[Entries taken from a collection]
+--

PR #47, opened 2019-12-27
lora: Introduce basic LoRa support over SPI (WIP)

kallisti5:


kallisti5:
This is a *BIG* work in progress. Merging is not recommended. I mostly opened this for feedback/commentary on these potential additions :-)

The use-case of this isn't fully realized yet. At the moment the Heltec ESP32 just yells the OpenEVSE unit's hostname into the ether *continuously*. There are some standard methods for a rough "packet based" communication method where each device has a simple address and only listens / responds when their address comes up. None of this is implemented (yet)

kallisti5:
oh, and everything is wrapped with "ENABLE_LORA" to prevent compiling and including the LoRa code on devices that don't want it.

lib/lora/API.md
```diff
@@ -0,0 +1,315 @@
+# Heltec LoRa basic library API
```
jeremypoulter: Can you add the library via PlatformIO's library manager? https://platformio.org/lib/show/6051/Heltec%20ESP32%20Dev-Boards

Is there a library that is not specific to the Heltec board? maybe https://platformio.org/lib/show/1167/LoRa

platformio.ini
```diff
@@ -190,8 +190,6 @@ src_build_flags =
 build_flags =
   ${common.build_flags}
   ${common.build_flags_esp32}
-  -DRX1=25
-  -DTX1=27
```
jeremypoulter: Think these are removed by mistake

src/emonesp.h
```diff
@@ -88,4 +88,12 @@
 #define HAL_SHORT_ID_LENGTH 4
 #endif
 
+#if defined(ENABLE_LORA)
+//#define LORA_BAND 433E6	// 433 Mhz (Asia)
+//#define LORA_BAND 868E6	// 868 Mhz (Europe,Russia,India,Africa)
+#define LORA_BAND 915E6		// 915 Mhz (US,Australia)
```
jeremypoulter: This is likely to need to be changed so best to allow override from `platformio.ini`

```suggestion
#ifndef LORA_BAND
￼#define LORA_BAND 915E6		// 915 Mhz (US,Australia)
#endif
```

src/emonesp.h
```diff
@@ -88,4 +88,12 @@
...
+
+#define LORA_PABOOST true
```
jeremypoulter: ditto

```suggestion
#ifndef LORA_PABOOST
#define LORA_PABOOST true
#endif
```

platformio.ini
kallisti5: Oops. I removed these because none of the code seems to use them :-)

src/emonesp.h
kallisti5: Can-do. Good point.

lib/lora/API.md
kallisti5: Can do. The Heltec library should be generic for most of the SX chipsets, but lacks LoRaWAN support.  It was a "nice low bar" to get started.

kallisti5:
Some comments above :-)

 To be honest this is all pretty early.  I'm piecing together a cheap LoRaWAN gateway with some Raspberry Pi's and some custom PCB's.    One neat potential feature for this stuff is letting OpenEVSE units register on a network like https://www.thethingsnetwork.org.

This would let OpenEVSE units report their usage status every few minutes without a nearby wifi connection as long as a LoRaWAN gateway is "within a few miles" of range.  Just like the commercial players, there would be a way to use make a public EVSE network with open source code stuff.

platformio.ini
jeremypoulter: They are used in the ESP32 BSP to set the Serial pins, so you won't find the references in the code, just overrides the defaults.

chris1howell:
I really like this concept. I wonder if we could make a LoRaWAN gateway out of a ESP32. Ethernet would probably be best but WiFi should work also. Then relay messages from LoRa to MQTT at the gateway.

kallisti5:
> I really like this concept. I wonder if we could make a LoRaWAN gateway out of a ESP32. Ethernet would probably be best but WiFi should work also. Then relay messages from LoRa to MQTT at the gateway.

MQTT Pub/Sub from OpenEVSE over LoRa would be neat :-)

So i've been having trouble getting a LoRa gateway going. There aren't many LoRa *gateway* products on the market (in US frequencies) for reasonable prices.  The code to turn a Rasbperry Pi into a LoRa gateway is a bit sketchy and has limited radio support. (LoRa gateway from what I understand is a device with 8+ simultaneous communication channels (8 radios, or one radio + concentrator?)

I'm pondering just ignoring the "LoRa Gateway" aspect, and just keeping it simple with point to point LoRa support.  It would limit the "generic scalable mesh" capabilities, but would make the bar to entry *much* lower (and keep the code a lot simpler smaller for the short-haul)

jeremypoulter:
I think that would be a good way forward. From what I understand the gateways are a bit of a minefield both in terms of complexity and patents, which is what you pay the money for. So a point-to-point solution is probably a first good step to prove the use case, then expand on that to use The Things Network or similar. 

FYI I know a few folks who have an interest in LoRa and TTN through Reading Hackspace and I also know folks at LoRa Alliance if you have any LoRa issues.

kallisti5:
I'm looking back at LoRaWAN again.   OpenEVSE would be 100% proprietary on LoRa without LoRaWAN.  Given the bandwidth limitation of LoRa connections, it would be a huge fight for resources on the limited bandwidth LoRa frequencies without using LoRaWAN to coordinate. OpenEVSE would also have to roll it's own LoRa protocol stack, packet formats, collision mitigation, etc.

I just purchased one of these which have started showing up for cheap on Ebay:

https://www.ebay.com/itm/LoRaWAN-Gateway-Collector-LoRa-Tektelic-IoT-Smart-City-Kona-Pico-Micro/293543448769?ssPageName=STRK%3AMEBIDX%3AIT&_trksid=p2060353.m2749.l2649

(no affiliated with this person in any way)

kallisti5:
Woot. I now have a LoRaWAN gateway working and an ESP32 sending data to it using generic libraries.

I'm pretty sure at this point I can get the LoRaWAN support down to one generic library and one source file.

I'm going to be reworking this to be slightly less "large"

PR #56, opened 2020-02-16
SNTP support

### LINKED ISSUE #33: Use NTP to set time on OpenEVSE controller
As a first step towards #5 and negating the need for a hardware RTC, NTP time from the ESP could be used to automatically set the time on the OpenEVSE controller.

We should keep the option to "sync" the time from a web browser for the use case where no web connection is present.

jeremypoulter:
Fixes #33 

To Do

- [x] Update time in UI when changed via NTP
- [x] Configure the timezone
- [x] Set ESP time from EVSE on start up
- [x] Wrap manual/browser time setting in HTTP API so ESP32 time is also set


jeremypoulter:
Hum... Yes, may need the timezones for NTP, will check on than. 

I think on a new install NTP is the default, but if you have enabled any of the services the "default" is disabled, this is a bi-product of using the `flags` area in flash.

Only the time on the EVSE will change, that is not currently reflected in the WebUI, can possibly make that change, send the updated time over the web socket. Or is it more than that?

glynhudson:
Just tested latest version, ntp and timezone selection works well. Is it possible to make Europe/London the default?

glynhudson:
I've noticed an issue that the GUI timezone display doesn't reflect the actual config timezone. After a refresh the GUI always reverts to showing `africa/abidjan`, however the times stays correct for `europe/london`, and the `/config` output is currently showing europe/london.

jeremypoulter:
This should be resolved now, please update

glynhudson:
Yes, it's fixed now. Nice work. I think this is ready to merge?

jeremypoulter:
I have not done anything around manually setting the time and the timezone so may need to do something there. it its current mode the time will be set as GMT then the configured time zone applied. Maybe as a quick fix we disable the time zone and only enable for NTP?

glynhudson:
That's a good idea, and make europe/london the default

On Fri, 13 Mar 2020 at 23:47, Jeremy Poulter <notifications@github.com> wrote:
>
> I have not done anything around manually setting the time and the timezone so may need to do something there. it its current mode the time will be set as GMT then the configured time zone applied. Maybe as a quick fix we disable the time zone and only enable for NTP?
>
> —
> You are receiving this because your review was requested.
> Reply to this email directly, view it on GitHub, or unsubscribe.



-- 
Glyn Hudson

https://openenergymonitor.org
http://zerocarbonadventures.co.uk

+--

**Problem to solve:**
Please output every record above exactly as written, leaving out the pictures.

**Answer to this problem:**
PR #47, opened 2019-12-27
lora: Introduce basic LoRa support over SPI (WIP)

kallisti5:


kallisti5:
This is a *BIG* work in progress. Merging is not recommended. I mostly opened this for feedback/commentary on these potential additions :-)

The use-case of this isn't fully realized yet. At the moment the Heltec ESP32 just yells the OpenEVSE unit's hostname into the ether *continuously*. There are some standard methods for a rough "packet based" communication method where each device has a simple address and only listens / responds when their address comes up. None of this is implemented (yet)

kallisti5:
oh, and everything is wrapped with "ENABLE_LORA" to prevent compiling and including the LoRa code on devices that don't want it.

lib/lora/API.md
```diff
@@ -0,0 +1,315 @@
+# Heltec LoRa basic library API
```
jeremypoulter: Can you add the library via PlatformIO's library manager? https://platformio.org/lib/show/6051/Heltec%20ESP32%20Dev-Boards

Is there a library that is not specific to the Heltec board? maybe https://platformio.org/lib/show/1167/LoRa

platformio.ini
```diff
@@ -190,8 +190,6 @@ src_build_flags =
 build_flags =
   ${common.build_flags}
   ${common.build_flags_esp32}
-  -DRX1=25
-  -DTX1=27
```
jeremypoulter: Think these are removed by mistake

src/emonesp.h
```diff
@@ -88,4 +88,12 @@
 #define HAL_SHORT_ID_LENGTH 4
 #endif
 
+#if defined(ENABLE_LORA)
+//#define LORA_BAND 433E6	// 433 Mhz (Asia)
+//#define LORA_BAND 868E6	// 868 Mhz (Europe,Russia,India,Africa)
+#define LORA_BAND 915E6		// 915 Mhz (US,Australia)
```
jeremypoulter: This is likely to need to be changed so best to allow override from `platformio.ini`

```suggestion
#ifndef LORA_BAND
#define LORA_BAND 915E6		// 915 Mhz (US,Australia)
#endif
```

src/emonesp.h
```diff
@@ -88,4 +88,12 @@
...
+
+#define LORA_PABOOST true
```
jeremypoulter: ditto

```suggestion
#ifndef LORA_PABOOST
#define LORA_PABOOST true
#endif
```

platformio.ini
kallisti5: Oops. I removed these because none of the code seems to use them :-)

src/emonesp.h
kallisti5: Can-do. Good point.

lib/lora/API.md
kallisti5: Can do. The Heltec library should be generic for most of the SX chipsets, but lacks LoRaWAN support.  It was a "nice low bar" to get started.

kallisti5:
Some comments above :-)

 To be honest this is all pretty early.  I'm piecing together a cheap LoRaWAN gateway with some Raspberry Pi's and some custom PCB's.    One neat potential feature for this stuff is letting OpenEVSE units register on a network like https://www.thethingsnetwork.org.

This would let OpenEVSE units report their usage status every few minutes without a nearby wifi connection as long as a LoRaWAN gateway is "within a few miles" of range.  Just like the commercial players, there would be a way to use make a public EVSE network with open source code stuff.

platformio.ini
jeremypoulter: They are used in the ESP32 BSP to set the Serial pins, so you won't find the references in the code, just overrides the defaults.

chris1howell:
I really like this concept. I wonder if we could make a LoRaWAN gateway out of a ESP32. Ethernet would probably be best but WiFi should work also. Then relay messages from LoRa to MQTT at the gateway.

kallisti5:
> I really like this concept. I wonder if we could make a LoRaWAN gateway out of a ESP32. Ethernet would probably be best but WiFi should work also. Then relay messages from LoRa to MQTT at the gateway.

MQTT Pub/Sub from OpenEVSE over LoRa would be neat :-)

So i've been having trouble getting a LoRa gateway going. There aren't many LoRa *gateway* products on the market (in US frequencies) for reasonable prices.  The code to turn a Rasbperry Pi into a LoRa gateway is a bit sketchy and has limited radio support. (LoRa gateway from what I understand is a device with 8+ simultaneous communication channels (8 radios, or one radio + concentrator?)

I'm pondering just ignoring the "LoRa Gateway" aspect, and just keeping it simple with point to point LoRa support.  It would limit the "generic scalable mesh" capabilities, but would make the bar to entry *much* lower (and keep the code a lot simpler smaller for the short-haul)

jeremypoulter:
I think that would be a good way forward. From what I understand the gateways are a bit of a minefield both in terms of complexity and patents, which is what you pay the money for. So a point-to-point solution is probably a first good step to prove the use case, then expand on that to use The Things Network or similar. 

FYI I know a few folks who have an interest in LoRa and TTN through Reading Hackspace and I also know folks at LoRa Alliance if you have any LoRa issues.

kallisti5:
I'm looking back at LoRaWAN again.   OpenEVSE would be 100% proprietary on LoRa without LoRaWAN.  Given the bandwidth limitation of LoRa connections, it would be a huge fight for resources on the limited bandwidth LoRa frequencies without using LoRaWAN to coordinate. OpenEVSE would also have to roll it's own LoRa protocol stack, packet formats, collision mitigation, etc.

I just purchased one of these which have started showing up for cheap on Ebay:

https://www.ebay.com/itm/LoRaWAN-Gateway-Collector-LoRa-Tektelic-IoT-Smart-City-Kona-Pico-Micro/293543448769?ssPageName=STRK%3AMEBIDX%3AIT&_trksid=p2060353.m2749.l2649

(no affiliated with this person in any way)

kallisti5:
Woot. I now have a LoRaWAN gateway working and an ESP32 sending data to it using generic libraries.

I'm pretty sure at this point I can get the LoRaWAN support down to one generic library and one source file.

I'm going to be reworking this to be slightly less "large"

PR #56, opened 2020-02-16
SNTP support

### LINKED ISSUE #33: Use NTP to set time on OpenEVSE controller
As a first step towards #5 and negating the need for a hardware RTC, NTP time from the ESP could be used to automatically set the time on the OpenEVSE controller.

We should keep the option to "sync" the time from a web browser for the use case where no web connection is present.

jeremypoulter:
Fixes #33 

To Do

- [x] Update time in UI when changed via NTP
- [x] Configure the timezone
- [x] Set ESP time from EVSE on start up
- [x] Wrap manual/browser time setting in HTTP API so ESP32 time is also set


jeremypoulter:
Hum... Yes, may need the timezones for NTP, will check on than. 

I think on a new install NTP is the default, but if you have enabled any of the services the "default" is disabled, this is a bi-product of using the `flags` area in flash.

Only the time on the EVSE will change, that is not currently reflected in the WebUI, can possibly make that change, send the updated time over the web socket. Or is it more than that?

glynhudson:
Just tested latest version, ntp and timezone selection works well. Is it possible to make Europe/London the default?

glynhudson:
I've noticed an issue that the GUI timezone display doesn't reflect the actual config timezone. After a refresh the GUI always reverts to showing `africa/abidjan`, however the times stays correct for `europe/london`, and the `/config` output is currently showing europe/london.

jeremypoulter:
This should be resolved now, please update

glynhudson:
Yes, it's fixed now. Nice work. I think this is ready to merge?

jeremypoulter:
I have not done anything around manually setting the time and the timezone so may need to do something there. it its current mode the time will be set as GMT then the configured time zone applied. Maybe as a quick fix we disable the time zone and only enable for NTP?

glynhudson:
That's a good idea, and make europe/london the default

On Fri, 13 Mar 2020 at 23:47, Jeremy Poulter <notifications@github.com> wrote:
>
> I have not done anything around manually setting the time and the timezone so may need to do something there. it its current mode the time will be set as GMT then the configured time zone applied. Maybe as a quick fix we disable the time zone and only enable for NTP?
>
> —
> You are receiving this because your review was requested.
> Reply to this email directly, view it on GitHub, or unsubscribe.



-- 
Glyn Hudson

https://openenergymonitor.org
http://zerocarbonadventures.co.uk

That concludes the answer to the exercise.